··· DATA LISTING ···

Issue #977, opened 2024-06-13
Some `Diagnostic` implementations set `labels` without `source_code`


khieta:
### Describe the improvement you'd like to request

Some of our `Diagnostic` implementations set the `labels` function without setting `source_code`. These two fields are related (see the excerpt from `miette` below), so it doesn't make sense to set one without the other. The relevant error types seem to print fine (for some reason), but users who are consuming the `miette` errors programmatically may observe unexpected behavior. For example: I was trying to update [this testing code](https://github.com/cedar-policy/cedar/blob/b3a6eadd1f4f7923f5ac759b17f011ecef07d31a/cedar-policy-core/src/test_utils.rs#L225) to use the error's source text instead of the passed in source (which may or may not match the error), but found that the source text didn't exist for `ToCSTError`s.

```rust
    /// Source code to apply this `Diagnostic`'s [`Diagnostic::labels`] to.
    fn source_code(&self) -> Option<&dyn SourceCode> {
        None
    }

    /// Labels to apply to this `Diagnostic`'s [`Diagnostic::source_code`]
    fn labels(&self) -> Option<Box<dyn Iterator<Item = LabeledSpan> + '_>> {
        None
    }
```

Here's the list of error types doing this, from a quick scan through the code:
* [`UnexpectedSlotError`](https://github.com/cedar-policy/cedar/blob/b3a6eadd1f4f7923f5ac759b17f011ecef07d31a/cedar-policy-core/src/ast/policy.rs#L1424)
* [`ToCSTError`](https://github.com/cedar-policy/cedar/blob/b3a6eadd1f4f7923f5ac759b17f011ecef07d31a/cedar-policy-core/src/parser/err.rs#L552) 
* [`human_schema_errors::ParseError`](https://github.com/cedar-policy/cedar/blob/b3a6eadd1f4f7923f5ac759b17f011ecef07d31a/cedar-policy-validator/src/human_schema/err.rs#L155)
* [`ToJsonSchemaError`](https://github.com/cedar-policy/cedar/blob/b3a6eadd1f4f7923f5ac759b17f011ecef07d31a/cedar-policy-validator/src/human_schema/err.rs#L390C21-L390C38)
* [`schema_warnings::ShadowsBuiltinWarning`](https://github.com/cedar-policy/cedar/blob/b3a6eadd1f4f7923f5ac759b17f011ecef07d31a/cedar-policy-validator/src/human_schema/err.rs#L437C25-L437C46)
[...]

PR #1036, opened 2024-07-02
More tasks from #745

aaronjeline:
## Description of changes
Cleans up two remaining error tasks
* `EntityUid::from_json` returns a concrete type instead of an existential
* `HumanSchemaError::Parse` is more transparent
## Issue #, if available
#745

### DIFF
--- a/cedar-policy-validator/src/err.rs
+++ b/cedar-policy-validator/src/err.rs
@@ -41,10 +41,10 @@ pub enum HumanSchemaError {
 #[error("error parsing schema: {errs}")]
 pub struct HumanSyntaxParseError {
     /// Underlying parse error(s)
-    pub errs: human_schema::parser::HumanSyntaxParseErrors,
+    errs: human_schema::parser::HumanSyntaxParseErrors,
     /// Did the schema look like it was intended to be JSON format instead of
     /// human?
-    pub suspect_json_format: bool,
+    suspect_json_format: bool,
 }
 
 impl Diagnostic for HumanSyntaxParseError {
@@ -104,9 +104,15 @@ impl HumanSyntaxParseError {
         }
     }
 
-    #[cfg(test)]
-    pub(crate) fn inner(&self) -> &human_schema::parser::HumanSyntaxParseErrors {
+    /// Underlying parse error(s)
+    pub fn inner(&self) -> &human_schema::parser::HumanSyntaxParseErrors {
         &self.errs
+    }
+
+    /// Did the schema look like it was intended to be JSON format instead of
+    /// human?
+    pub fn suspect_json_format(&self) -> bool {
+        self.suspect_json_format
     }
 }
 
--- a/cedar-policy-validator/src/err.rs
+++ b/cedar-policy-validator/src/err.rs
@@ -41,10 +41,10 @@ pub enum HumanSchemaError {
 #[error("error parsing schema: {errs}")]
 pub struct HumanSyntaxParseError {
     /// Underlying parse error(s)
-    errs: human_schema::parser::HumanSyntaxParseErrors,
+    pub errs: human_schema::parser::HumanSyntaxParseErrors,
     /// Did the schema look like it was intended to be JSON format instead of
     /// human?
-    suspect_json_format: bool,
+    pub suspect_json_format: bool,
 }
 
 impl Diagnostic for HumanSyntaxParseError {
--- a/cedar-policy-validator/src/human_schema/err.rs
+++ b/cedar-policy-validator/src/human_schema/err.rs
@@ -652,35 +652,6 @@ impl Diagnostic for NoPrincipalOrResource {
     }
 }
 
-// impl Diagnostic for ToJsonSchemaError {
-//     fn labels(&self) -> Option<Box<dyn Iterator<Item = LabeledSpan> + '_>> {
-//         match self {
-//             ToJsonSchemaError::DuplicateDeclarations { loc1, loc2, .. }
-//             | ToJsonSchemaError::DuplicateContext { loc1, loc2 }
-//             | ToJsonSchemaError::DuplicatePrincipalOrResource { loc1, loc2, .. }
-//             | ToJsonSchemaError::DuplicateKeys { loc1, loc2, .. } => Some(Box::new(
-//                 vec![
-//                     LabeledSpan::underline(loc1.span),
-//                     LabeledSpan::underline(loc2.span),
-//                 ]
-//                 .into_iter(),
-//             )),
-//             ToJsonSchemaError::DuplicateNameSpaces { loc1, loc2, .. } => {
-//                 Some(Box::new([loc1, loc2].into_iter().filter_map(|loc| {
-//                     Some(LabeledSpan::underline(loc.as_ref()?.span))
-//                 })))
-//             }
-//             ToJsonSchemaError::UnknownTypeName(node) => Some(Box::new(std::iter::once(
-//                 LabeledSpan::underline(node.loc.span),
-//             ))),
-//             ToJsonSchemaError::UseReservedNamespace(loc)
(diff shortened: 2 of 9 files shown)


cedar-policy-validator/src/err.rs
```diff
@@ -41,10 +41,10 @@ pub enum HumanSchemaError {
 #[error("error parsing schema: {errs}")]
 pub struct HumanSyntaxParseError {
     /// Underlying parse error(s)
-    errs: human_schema::parser::HumanSyntaxParseErrors,
+    pub errs: human_schema::parser::HumanSyntaxParseErrors,
     /// Did the schema look like it was intended to be JSON format instead of
     /// human?
-    suspect_json_format: bool,
+    pub suspect_json_format: bool,
 }
```
cdisselkoen, line 48: Is this struct publicly exported in cedar-policy?  If it is, I'd prefer not having `pub` here and instead using getters

cedar-policy/src/api/err.rs
```diff
@@ -213,7 +213,11 @@ pub mod human_schema_errors {
     #[derive(Debug, Error, Diagnostic)]
     #[error(transparent)]
     #[diagnostic(transparent)]
-    pub struct ParseError(#[from] pub(super) cedar_policy_validator::HumanSyntaxParseError);
+    pub struct ParseError {
+        /// The errors reported by the parser
+        #[from]
+        pub errors: cedar_policy_validator::HumanSyntaxParseError,
```
cdisselkoen, line 219: Is this error struct publicly exported?  If not, let's wrap in a struct at this layer (there are other examples of that pattern in this file)

cedar-policy/src/api/id.rs
```diff
@@ -17,7 +17,7 @@
 //! This module defines the publicly exported identifier types including
 //! `EntityUid` and `PolicyId`.
 
-use crate::entities_json_errors::JsonDeserializationError;
+pub use crate::entities_json_errors::JsonDeserializationError;
```
cdisselkoen, line 20: Can we avoid this `pub`? I think that will result in this type being exposed in two different places in `cedar-policy` (it's already public in the `entities_json_errors` module)

cedar-policy/src/api/err.rs
aaronjeline: Not sure what you're referring to

cedar-policy-validator/src/human_schema/err.rs
```diff
@@ -354,80 +363,324 @@ impl Diagnostic for ToJsonSchemaErrors {
...
-        loc2: Option<Loc>,
-    },
-    /// Invalid type name
-    #[error("Unknown type name: `{}`", .0.node)]
-    UnknownTypeName(Node<SmolStr>),
-    #[error("Use reserved namespace `__cedar`")]
-    UseReservedNamespace(Loc),
+    #[error(transparent)]
+    #[diagnostic(transparent)]
+    DuplicateNameSpaces(#[from] DuplicateNameSpaces),
```
cdisselkoen, line 393:
```suggestion
    DuplicateNamespaces(#[from] DuplicateNamespaces),
```

cedar-policy-validator/src/human_schema/err.rs
```diff
@@ -354,80 +363,324 @@ impl Diagnostic for ToJsonSchemaErrors {
...
+    /// Error raised when there are duplicate `principal` or `resource` declarations
+    #[error(transparent)]
+    #[diagnostic(transparent)]
+    DuplicatePrincipalOrResource(#[from] DuplicatePrincipalOrResource),
+    /// Error raised when there are duplicate `principal` or `resource` declarations
+    #[error(transparent)]
+    #[diagnostic(transparent)]
+    NoPrincipalOrResource(#[from] NoPrincipalOrResource),
 
     /// Error raised when there are duplicate namespace IDs
```
cdisselkoen, line 390: I thought we allow reopening a namespace in the human schema format?

cedar-policy-validator/src/human_schema/err.rs
```diff
@@ -354,80 +363,324 @@ impl Diagnostic for ToJsonSchemaErrors {
...
+        self.key.as_ref()
+    }
+}
+
+impl Diagnostic for DuplicateKeys {
+    fn labels(&self) -> Option<Box<dyn Iterator<Item = LabeledSpan> + '_>> {
+        let l1 = LabeledSpan::underline(self.loc1.span);
+        let l2 = LabeledSpan::underline(self.loc2.span);
+        Some(Box::new(vec![l1, l2].into_iter()))
+    }
```
cdisselkoen, line 425: implementations of `labels()` should also implement `source_code()`. #977

cedar-policy-validator/src/human_schema/err.rs
```diff
@@ -354,80 +363,324 @@ impl Diagnostic for ToJsonSchemaErrors {
...
+    fn labels(&self) -> Option<Box<dyn Iterator<Item = LabeledSpan> + '_>> {
+        Some(Box::new(
+            vec![LabeledSpan::underline(self.0.loc.span)].into_iter(),
+        ))
+    }
+}
+
+/// Use of a reserved namespace
+#[derive(Debug, Clone, Error, PartialEq, Eq)]
+#[error("Use reserved namespace `__cedar`")]
```
cdisselkoen, line 544:
```suggestion
#[error("this uses the reserved namespace `__cedar`")]
```

cedar-policy-validator/src/human_schema/err.rs
```diff
@@ -354,80 +363,324 @@ impl Diagnostic for ToJsonSchemaErrors {
...
+    fn labels(&self) -> Option<Box<dyn Iterator<Item = LabeledSpan> + '_>> {
+        Some(Box::new(
+            vec![LabeledSpan::underline(self.0.span)].into_iter(),
+        ))
+    }
 }
 
 impl ToJsonSchemaError {
+    /// Creates a duplicate keys error
     pub fn duplicate_keys(key: SmolStr, loc1: Loc, loc2: Loc) -> Self {
```
cdisselkoen, line 557: Since this type is publicly exposed, end-users can see and use these constructors, and we have to commit to stability for their arguments.  I think it would be better if we could avoid (at least fully `pub`) constructors, so that in the future we could add or change arguments as necessary?

cedar-policy-validator/src/human_schema/err.rs
```diff
@@ -354,80 +363,324 @@ impl Diagnostic for ToJsonSchemaErrors {
...
+//                 LabeledSpan::underline(node.loc.span),
+//             ))),
+//             ToJsonSchemaError::UseReservedNamespace(loc)
+//             | ToJsonSchemaError::NoPrincipalOrResource { loc, .. } => {
+//                 Some(Box::new(std::iter::once(LabeledSpan::underline(loc.span))))
+//             }
+//         }
+//     }
+// }
+
```
cdisselkoen: can probably remove this commented-out code?

cedar-policy/src/api/err.rs
cdisselkoen: It is publicly exported, so this comment doesn't apply

cedar-policy-validator/src/human_schema/err.rs
john-h-kastner-aws: agreed. I think our error constructors are generally not public

cedar-policy/src/api/err.rs
john-h-kastner-aws, line 219: If we're making the inner errors a public error type, do we still want this `ParseError` wrapper?

If we do, it might be more consistent with our other errors to make it `pub struct ParseErrors(...)` instead of a record struct.

aaronjeline:
Superseded by #1129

···

# BRIEF:
Respond with one number only: how many lines of the data contain "underline".

# SOLUTION TO THIS TASK:
10